PR #4697, opened 2026-09-01
feat: Add shard_size_limit_gb to advanced_cluster

lantoli:
## Description

Add `shard_size_limit_gb` under `auto_scaling.storage_config` for INFINITE advanced clusters.

- Support create, update, removal, and import for INFINITE replica sets, and expose shard limits through both data sources.
- Keep `shard_size_limit_gb` required inside the optional `storage_config` block because Atlas omits empty `storageConfig` from API responses. This omission behavior is settled API design (matches `autoScaling`), so removal is handled provider-side via a plan modifier and a forced `replicationSpecs` PATCH.
- Set `compute_enabled` explicitly in the INFINITE examples and acceptance tests because Atlas now requires an explicit `autoScaling.compute.enabled` on INFINITE cluster creates. The provider sends no default; omitting it returns an Atlas `MISSING_ATTRIBUTE` error at apply time.
- The `online-changed` documentation-link check is expected to fail until the [Atlas Infinite documentation page](https://www.mongodb.com/docs/atlas/infinite/atlas-infinite-landing/) is live. The link comes from the base branch and currently returns HTTP 404 ([failing check](https://github.com/mongodb/terraform-provider-mongodbatlas/actions/runs/34126931731/job/101757692454)).

Link to any related issue(s): CLOUDP-430468.

## Type of change:

## Required Checklist:


docs/data-sources/advanced_cluster.md
```diff
@@ -260,6 +260,8 @@ Key-value pairs that categorize the cluster. Each key and value has a maximum le
 * `compute_scale_down_enabled` - Flag that indicates whether the instance size may scale down. 
 * `compute_min_instance_size` - Minimum instance size to which your cluster can automatically scale (such as M10). 
 * `compute_max_instance_size` - Maximum instance size to which your cluster can automatically scale (such as M40). 
+* `storage_config` - Settings that determine the configured per-shard data-size limit for an Atlas INFINITE cluster.
+  * `shard_size_limit_gb` - Maximum configured data size that MongoDB Cloud allows each shard to reach, expressed in gigabytes.
```
antellezr-mdb, line 264: In `docs/resources/advanced_cluster.md`, these settings are labeled as optional or required. Should we add those labels here too?

docs/data-sources/advanced_clusters.md
```diff
@@ -295,6 +295,8 @@ Key-value pairs that categorize the cluster. Each key and value has a maximum le
 * `compute_scale_down_enabled` - Flag that indicates whether the instance size may scale down.
 * `compute_min_instance_size` - Minimum instance size to which your cluster can automatically scale (such as M10).
 * `compute_max_instance_size` - Maximum instance size to which your cluster can automatically scale (such as M40).
+* `storage_config` - Settings that determine the configured per-shard data-size limit for an Atlas INFINITE cluster.
```
antellezr-mdb, line 298: In `docs/resources/advanced_cluster.md`, these settings are labeled as optional or required. Should we add those labels here too?

antellezr-mdb (approved):
LGTM with one question

internal/service/advancedcluster/plan_modifier.go
```diff
@@ -281,3 +285,31 @@ func minLen[T any](a, b []T) int {
...
+		return
+	}
+	if !req.PlanValue.IsNull() && !req.PlanValue.IsUnknown() {
+		attributes = req.PlanValue.Attributes()
+	}
+	attributes["storage_config"] = types.ObjectNull(storageConfigObjType.AttrTypes)
+	var diags diag.Diagnostics
+	resp.PlanValue, diags = types.ObjectValue(autoScalingWithStorageConfigObjType.AttrTypes, attributes)
+	resp.Diagnostics.Append(diags...)
+}
```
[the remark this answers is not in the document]
lantoli: `req.Plan` exists in the pinned Terraform Plugin Framework v1.19.0 (`ObjectRequest.Plan` is a `tfsdk.Plan`). The null check preserves destroy plans. This modifier is only attached to the schema containing `storage_config`, and null/unknown state is already guarded

internal/service/advancedcluster/schema.go
```diff
@@ -497,6 +500,23 @@ func autoScalingSchema() schema.SingleNestedAttribute {
...
+	result.PlanModifiers = []planmodifier.Object{clearRemovedStorageConfig{}}
+	result.Attributes["storage_config"] = schema.SingleNestedAttribute{
+		Optional:            true,
+		MarkdownDescription: descStorageConfig,
+		Attributes: map[string]schema.Attribute{
+			"shard_size_limit_gb": schema.Int64Attribute{
+				// TODO: CLOUDP-443184: Make Optional after Atlas preserves empty versus omitted storageConfig in API responses.
+				Required:            true,
+				MarkdownDescription: descShardSizeLimitGB,
+			},
```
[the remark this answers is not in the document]
lantoli: keeping range validation in Atlas to avoid duplicating its rules in Terraform. The acceptance tests cover Atlas rejecting zero and negative limits

docs/data-sources/advanced_cluster.md
lantoli: these are computed data-source outputs, so Optional/Required labels don't apply here. Those labels describe configurable resource inputs. I've updated the resource docs to show both inputs as Optional ahead of [CLOUDP-443184](https://jira.mongodb.org/browse/CLOUDP-443184), keeping the documentation review in this PR while the schema change follows in that ticket

docs/data-sources/advanced_clusters.md
lantoli: these are computed outputs under `results`, so Optional/Required labels would imply they can be configured. Keeping them without those labels matches the other fields in Attributes Reference

docs/resources/advanced_cluster.md
```diff
@@ -868,6 +868,8 @@ replication_specs = [
...
 * `compute_min_instance_size` - (Optional) Minimum instance size to which your cluster can automatically scale (such as M10). Atlas requires this parameter if `replication_specs[#].region_configs[#].auto_scaling.compute_scale_down_enabled` is true.
 * `compute_max_instance_size` - (Optional) Maximum instance size to which your cluster can automatically scale (such as M40). Atlas requires this parameter if `replication_specs[#].region_configs[#].auto_scaling.compute_enabled` is true.
+* `storage_config` - (Optional) Settings that determine the per-shard data-size limit for an Atlas INFINITE cluster.
+  * `shard_size_limit_gb` - (Optional) Maximum data size that MongoDB Cloud allows each shard to reach, expressed in gigabytes. The minimum value is `1`. Set the same value for every region configuration. Omit `shard_size_limit_gb` or `storage_config` to use the Atlas default limit.
```
AgustinBettati: nit: Could be worth leaving as `(Required)` reflecting current state, in followup ticket both schema and docs can be adjusted.

internal/service/advancedcluster/model_to_ClusterDescription20240805.go
```diff
@@ -51,6 +51,11 @@ func newAtlasReq(ctx context.Context, input *TFModel, diags *diag.Diagnostics) *
 		AdaptiveCapacity:                              conversion.NilForUnknown(input.AdaptiveCapacity, input.AdaptiveCapacity.ValueStringPointer()),
 		AdvancedConfiguration:                         newClusterAdvancedConfiguration(ctx, &input.AdvancedConfiguration, diags),
 	}
+	// Imported Infinite clusters can lack databaseEdition, so a shard limit also triggers cleanup.
+	if result.GetDatabaseEdition() == "INFINITE" || hasShardSizeLimit(result.GetReplicationSpecs()) {
```
AgustinBettati: Is there any way we could check the effective value to be fully sure it is an infinite cluster or not?

internal/service/advancedcluster/resource_autoscaling_test.go
```diff
@@ -0,0 +1,396 @@
...
+				"readOnlySpecs":{"instanceSize":"M20","nodeCount":0},
+				"analyticsSpecs":{"instanceSize":"M20","nodeCount":0}
+			}]
+		}]}`, string(encoded))
+	}).Return(admin.UpdateClusterApiRequest{ApiService: api}).Once()
+	apiError := errors.New("request inspected")
+	api.EXPECT().UpdateClusterExecute(mock.Anything).Return(nil, nil, apiError).Once()
+	prior, plan := model(true), model(false)
+	var resp resource.UpdateResponse
+	r.Update(ctx, resource.UpdateRequest{
```
AgustinBettati: Interesting approach for calling the top level resource TPF functions. Is it worth having a single test that calls `ModifyPlan` and then `Update`, considering in a regular tf apply the object Update receives is the plan modifier's output.

docs/resources/advanced_cluster.md
lantoli: changed to `(Required)` reflecting current state in a66ad29, `CLOUDP-443184` tracks the follow-up to make it optional

internal/service/advancedcluster/model_to_ClusterDescription20240805.go
lantoli: callers of `validateInfiniteClusterType` now pass `EffectiveDatabaseEdition` alongside `DatabaseEdition` at the server-response checkpoints, resolved via `resolveDatabaseEdition` (effective wins whenever known) in resource_database_edition.go, a66ad29. This spot in `newAtlasReq` only shapes the outgoing request from plan/config, there's no server response to check yet

internal/service/advancedcluster/resource_autoscaling_test.go
lantoli: removed `TestUpdateRemovesShardSizeLimitAcrossReplicationSpecs` (Update-only, redundant) in a66ad29 and kept `TestUpdateRemovesShardSizeLimitPreservesPlannedValues`, which does what you suggested: calls `PlanResourceChange` through the muxed server to exercise `ModifyPlan`, then feeds that output into `Update`

internal/service/advancedcluster/resource.go
```diff
@@ -530,6 +576,11 @@ func findClusterDiff(ctx context.Context, state, plan *TFModel, diags *diag.Diag
 	patchOptions := update.PatchOptions{
 		IgnoreInStatePrefix: []string{"replicationSpecs"}, // only use config values for replicationSpecs, state values might come from the UseStateForUnknown and shouldn't be used, `id` is added in updateLegacyReplicationSpecs
 	}
+	if shardSizeLimitRemoved(stateReq.ReplicationSpecs, planReq.ReplicationSpecs) {
+		// Atlas clears an omitted shardSizeLimitGB only when replicationSpecs is included in the PATCH.
+		patchOptions.ForceUpdateAttr = []string{"replicationSpecs"}
```
EspenAlbert, line 538: 🤖 the latest acceptance run on head (attempt 16242) is red in both tests that exercise the new removal path built here: removing `storage_config` while compute auto-scaling stays configured. `TestAccClusterAdvancedCluster_infiniteShardSizeLimit` fails at step 20/23 and `TestAccClusterAdvancedCluster_infiniteComputeAutoScaling` fails at step 11/12, each with `PATCH ... HTTP 500 (UNEXPECTED_ERROR)` from Atlas on the forced `replicationSpecs` removal request. removal of the whole `auto_scaling` block (`infiniteShardSizeLimit` step 13) and plain limit updates pass, so the failing payload shape is specifically the forced removal PATCH that keeps `autoScaling.compute`. the PR description acknowledges the docs-link failure but not this one. can you rerun the suite and confirm whether this is the known Atlas PATCH defect family from CLOUDP-443190 or something in the forced-removal payload, and record the outcome or gate before merge?

internal/service/advancedcluster/resource_database_edition.go
```diff
@@ -0,0 +1,81 @@
...
+)
+
+var _ resource.ResourceWithValidateConfig = &rs{}
+
+func (r *rs) ValidateConfig(ctx context.Context, req resource.ValidateConfigRequest, resp *resource.ValidateConfigResponse) {
+	var clusterType, databaseEdition types.String
+	resp.Diagnostics.Append(req.Config.GetAttribute(ctx, path.Root("cluster_type"), &clusterType)...)
+	resp.Diagnostics.Append(req.Config.GetAttribute(ctx, path.Root("database_edition"), &databaseEdition)...)
+	if !resp.Diagnostics.HasError() {
+		validateInfiniteClusterType(&resp.Diagnostics, clusterType.ValueString(), databaseEdition.ValueString(), "")
```
EspenAlbert: q: `ValidateConfig` rejects SHARDED/GEOSHARDED combined with `database_edition = "INFINITE"`, but nothing rejects `storage_config` when `database_edition` is `CORE` or omitted, even though the attribute description and the resource docs say these settings apply only to INFINITE clusters. a CORE configuration with `storage_config` surfaces only as an apply-time Atlas error (or as perpetual drift if Atlas silently ignores the field). is leaving this to Atlas deliberate, like the minimum-value decision tracked in CLOUDP-443184, or worth a plan-time check alongside the topology validation here?

internal/service/advancedcluster/resource.go
```diff
@@ -80,12 +80,22 @@ type rs struct {
...
+	var plan TFModel
 	diags := &resp.Diagnostics
 	diags.Append(req.Plan.Get(ctx, &plan)...)
+	validateInfiniteClusterType(diags, plan.ClusterType.ValueString(), plan.DatabaseEdition.ValueString(), "")
+	if diags.HasError() || req.State.Raw.IsNull() || req.Plan.Raw.IsFullyKnown() { // Return early unless it is an Update.
+		return
+	}
+	// Wait for configured expressions to resolve before copying state into unknown plan values.
+	// Otherwise an old value can conflict with the configuration resolved during apply.
+	if !req.Config.Raw.IsFullyKnown() {
```
EspenAlbert: q: Is this a bug fix?

internal/service/advancedcluster/resource.go
```diff
@@ -149,6 +160,23 @@ func (r *rs) Create(ctx context.Context, req resource.CreateRequest, resp *resou
 		return
 	}
 	clusterResp := createCluster(ctx, diags, r.Client, latestReq, waitParams)
+	if diags.HasError() {
+		return
+	}
+	var editionDiags diag.Diagnostics
+	validateInfiniteClusterType(&editionDiags, clusterResp.GetClusterType(), clusterResp.GetDatabaseEdition(), clusterResp.GetEffectiveDatabaseEdition())
```
EspenAlbert: why do we need this validation again if it is already done in the plan modifier?

internal/service/advancedcluster/resource.go
```diff
@@ -233,43 +261,52 @@ func (r *rs) Update(ctx context.Context, req resource.UpdateRequest, resp *resou
 	if diags.HasError() {
 		return
 	}
+	validateInfiniteClusterType(diags, plan.ClusterType.ValueString(), plan.DatabaseEdition.ValueString(), "")
```
EspenAlbert: why doing this twice?

internal/service/advancedcluster/resource_database_edition.go
```diff
@@ -0,0 +1,81 @@
...
+}
+
+func validateInfiniteClusterType(diags *diag.Diagnostics, clusterType, databaseEdition, effectiveDatabaseEdition string) {
+	if isShardedClusterType(clusterType) && resolveDatabaseEdition(databaseEdition, effectiveDatabaseEdition) == "INFINITE" {
+		diags.AddAttributeError(path.Root("cluster_type"), "Unsupported INFINITE cluster type",
+			fmt.Sprintf("INFINITE clusters with cluster_type = %q are not supported by this version of the MongoDB Atlas Terraform provider. Support for SHARDED and GEOSHARDED requires a newer provider version that explicitly enables these topologies once available.", clusterType))
+	}
+}
+
+func (r *rs) prepareUpdateDatabaseEdition(ctx context.Context, diags *diag.Diagnostics, state, plan *TFModel, patch *admin.ClusterDescription20240805) {
```
EspenAlbert, line 20: maybe worth a docstring why this is needed?

internal/service/advancedcluster/resource_database_edition_test.go
```diff
@@ -0,0 +1,988 @@
+package advancedcluster_test
```
EspenAlbert, line 1: nice to have these tests split out!

EspenAlbert (commented):
Feels like a lot of changes for a few fields. Not sure I understand why we need so many calls to the validateInfiniteClustertype everywhere.

internal/service/advancedcluster/plan_modifier_test.go
```diff
@@ -80,3 +95,145 @@ func TestPlanChecksClusterTwoRepSpecsWithAutoScalingAndSpecs(t *testing.T) {
...
+			require.NoError(t, err)
+			result, err := server.PlanResourceChange(ctx, &tfprotov6.PlanResourceChangeRequest{
+				TypeName: "mongodbatlas_advanced_cluster", PriorState: dynamic(prior),
+				ProposedNewState: dynamic(proposed), Config: dynamic(model("M20", majorVersion)),
+			})
+			require.NoError(t, err)
+			require.Empty(t, result.Diagnostics)
+			plan, err := result.PlannedState.Unmarshal(typ)
+			require.NoError(t, err)
+			for _, attribute := range computedAttributes {
```
EspenAlbert: the `unknown` subtest asserts the computed attributes keep their state values but never asserts that `mongo_db_major_version` itself stays unknown in the planned state. I verified by making `unknownInConfig` return nil: this test still passes, so the top-level `keepUnknown` wiring has no coverage; only the nested `replication_specs` case is pinned, by `TestPlanAutoScalingStorageConfigUnknown`. a silent regression would copy state into unresolved top-level config values, the exact inconsistent-plan bug this commit fixes. adding a `require.False(...IsKnown())` check on `mongo_db_major_version` in the `unknown` subtest pins it; I confirmed that assertion passes on head and fails with `unknownInConfig` disabled

internal/service/advancedcluster/resource.go
lantoli: yes, and it's pre-existing on master so moving fix to #4718

internal/service/advancedcluster/resource.go
lantoli: i've made multiple changes to the tests since the code this review refers to. I'll make sure the full acceptance suite passes before merging

internal/service/advancedcluster/resource_database_edition.go
lantoli: it's deliberate: we don't normally duplicate Atlas's validation in the provider. Atlas rejects `storageConfig` on a CORE cluster with a clear apply-time error, and the edition isn't reliably known at plan time after an import, so a plan-time check could false-reject. The INFINITE-only scope is documented on the `storage_config` attribute in the resource docs.

The SHARDED/GEOSHARDED rejection is a different case: it isn't there to catch a user error early, it's to protect the implementation from a topology Atlas doesn't support yet. Once Atlas adds SHARDED/GEOSHARDED, that guard comes out. `storage_config` on CORE is already a defined Atlas error, not unsupported behavior we'd have to unscramble later.

internal/service/advancedcluster/resource.go
lantoli: that validation is gone now. The code was simplified since this review: resource_database_edition.go was removed and the edition resolution moved inline, using database_edition. oreffective_database_edition when appropriate.

internal/service/advancedcluster/resource_database_edition.go
lantoli: code removed and logic simplified

internal/service/advancedcluster/resource.go
lantoli: That double call is gone. validateInfiniteClusterType was removed entirely when the INFINITE topology rejection moved out of this PR, so Update no longer calls it.

internal/service/advancedcluster/resource.go
EspenAlbert: 🤖 consider skipping, looks like overall quite good coverage:

The current head removes both acceptance steps that cleared `storage_config` while compute remained configured. `infiniteShardSizeLimit` now clears only after compute is disabled and the whole `auto_scaling` block is omitted; `infiniteComputeAutoScaling` adds storage but never clears it. the mock request test still checks the intended payload, but it cannot establish that Atlas accepts the forced PATCH. please retain or add a focused create-with-compute-and-storage then clear-storage lifecycle with sufficient settling, so we can verify the prior 500s were timing rather than this payload

internal/service/advancedcluster/resource_storage_test.go
```diff
@@ -0,0 +1,512 @@
...
+			},
+			"auto scaling": {
+				config: tftypes.UnknownValue, unknownPath: autoScalingPath,
+			},
+		} {
+			t.Run(fmt.Sprintf("prior_storage=%t/%s", priorStorage, name), func(t *testing.T) {
+				server, err := acc.TestAccProviderV6Factories["mongodbatlas"]()
+				require.NoError(t, err)
+				planValue := func(config *tfprotov6.DynamicValue, path *tftypes.AttributePath) tftypes.Value {
+					result, err := server.PlanResourceChange(ctx, &tfprotov6.PlanResourceChangeRequest{
```
EspenAlbert, line 98: this looks like quite a new style? Would appreciate some more context or contributing guidance on when this is useful.
On a first look it looks very intimidating, with a double for loop and many different function calls, also tfprotov6 calls.
Would consider trying to stick to more config friendly options

internal/service/advancedcluster/resource_storage_test.go
```diff
@@ -0,0 +1,512 @@
...
+				initial := planValue(model(tc.config), tc.unknownPath)
+				require.False(t, initial.IsKnown(), "configured unknown storage values must not be replaced by prior state")
+				resolved := planValue(model(settings(map[string]any{"shard_size_limit_gb": int64(2048)})), limitPath)
+				require.Equal(t, tftypes.NewValue(tftypes.Number, int64(2048)), resolved, "the plan must accept the value resolved during apply")
+			})
+		}
+	}
+}
+
+func TestAutoScalingStorageConfigUnknownLifecycle(t *testing.T) {
```
EspenAlbert, line 118: nice, this looks more readable to me

internal/service/advancedcluster/plan_modifier.go
```diff
@@ -287,3 +291,31 @@ func minLen[T any](a, b []T) int {
 	}
 	return lb
 }
+
+// clearRemovedStorageConfig prevents the computed parent from retaining a configured limit after removal.
+type clearRemovedStorageConfig struct{}
```
EspenAlbert, line 296: nice!

internal/service/advancedcluster/model_to_ClusterDescription20240805.go
```diff
@@ -194,20 +200,42 @@ func newRegionConfig(ctx context.Context, input types.List, diags *diag.Diagnost
...
 
 func newAdvancedAutoScalingSettings(ctx context.Context, input types.Object, diags *diag.Diagnostics) *admin.AdvancedAutoScalingSettings {
-	var resp *admin.AdvancedAutoScalingSettings
 	if input.IsUnknown() || input.IsNull() {
-		return resp
+		return nil
+	}
+	result := new(admin.AdvancedAutoScalingSettings)
+	attributes := input.Attributes()
+	if storageConfig, ok := attributes["storage_config"]; ok {
```
EspenAlbert: [nit] might be worth a comment on why we have to remove the storage config before converting to TFAutoScalingModel?

EspenAlbert (approved):
Good job on the refactoring! A lot of work went into this. Left a few comments, but nothing blocking :clap:

internal/service/advancedcluster/resource_storage_test.go
EspenAlbert: the protocol test deliberately isolates unknown child, `storage_config` object, and `auto_scaling` object shapes against prior state. `TestAutoScalingStorageConfigUnknownLifecycle` immediately below separately verifies a config-facing `terraform_data` expression through Terraform plan and apply. keeping the focused protocol test is appropriate because expressing each parent-object unknown independently in HCL would require several heavier fixtures; a short comment stating that split would make the intent clearer

internal/service/advancedcluster/resource.go
EspenAlbert: 402457552 adds exactly this: `infiniteShardSizeLimit` now configures compute plus storage right after create, clears storage while compute stays configured, and re-adds storage, all early in the chain where no rejected-PATCH settle race applies. that closes the coverage request; the remaining condition is the green full-suite acceptance run you already committed to, since this step now fails deterministically if Atlas rejects the forced-removal payload

EspenAlbert: f3028bd85 reverts the focused lifecycle in 402457552, so this request is active again: the current suite clears storage only when the whole `auto_scaling` block is absent, while the compute lifecycle never clears storage. The mock request test cannot establish whether Atlas accepts the forced PATCH retaining `autoScaling.compute`, which previously failed with HTTP 500. Please restore the focused lifecycle or document and test an alternative Atlas-backed path

internal/service/advancedcluster/resource_storage_test.go
EspenAlbert: the protocol test deliberately isolates unknown child, `storage_config` object, and `auto_scaling` object shapes against prior state. `TestAutoScalingStorageConfigUnknownLifecycle` immediately below separately verifies a config-facing `terraform_data` expression through Terraform plan and apply. keeping the focused protocol test is appropriate because expressing each parent-object unknown independently in HCL would require several heavier fixtures; a short comment stating that split would make the intent clearer

internal/service/advancedcluster/resource.go
lantoli: will do in CLOUDP-447210 after API is fixed

internal/service/advancedcluster/resource_storage_test.go
lantoli: fair, it's dense. it drives the real `PlanResourceChange` through the muxed server because the behavior under test is plan-time unknown handling; the value has to be genuinely unknown at plan time, which config-based tests can't express. 

the `clusterSchema`/`clusterDynamic`/`planTestValue` helpers keep the fixtures readable, same approach as `plan_modifier_test.go`.

internal/service/advancedcluster/model_to_ClusterDescription20240805.go
lantoli: there's a comment now on `newAutoScalingWithStorageConfig`: the object is narrowed to the base `autoScalingObjType` before decoding because `TFAutoScalingModel` has no storage field and the framework's `As` rejects unknown attributes.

**Work to be completed**
Search the records line by line for the word "behavior" and copy every line where it appears.

**Answer for the task**
- Keep `shard_size_limit_gb` required inside the optional `storage_config` block because Atlas omits empty `storageConfig` from API responses. This omission behavior is settled API design (matches `autoScaling`), so removal is handled provider-side via a plan modifier and a forced `replicationSpecs` PATCH.
The SHARDED/GEOSHARDED rejection is a different case: it isn't there to catch a user error early, it's to protect the implementation from a topology Atlas doesn't support yet. Once Atlas adds SHARDED/GEOSHARDED, that guard comes out. `storage_config` on CORE is already a defined Atlas error, not unsupported behavior we'd have to unscramble later.
lantoli: fair, it's dense. it drives the real `PlanResourceChange` through the muxed server because the behavior under test is plan-time unknown handling; the value has to be genuinely unknown at plan time, which config-based tests can't express. 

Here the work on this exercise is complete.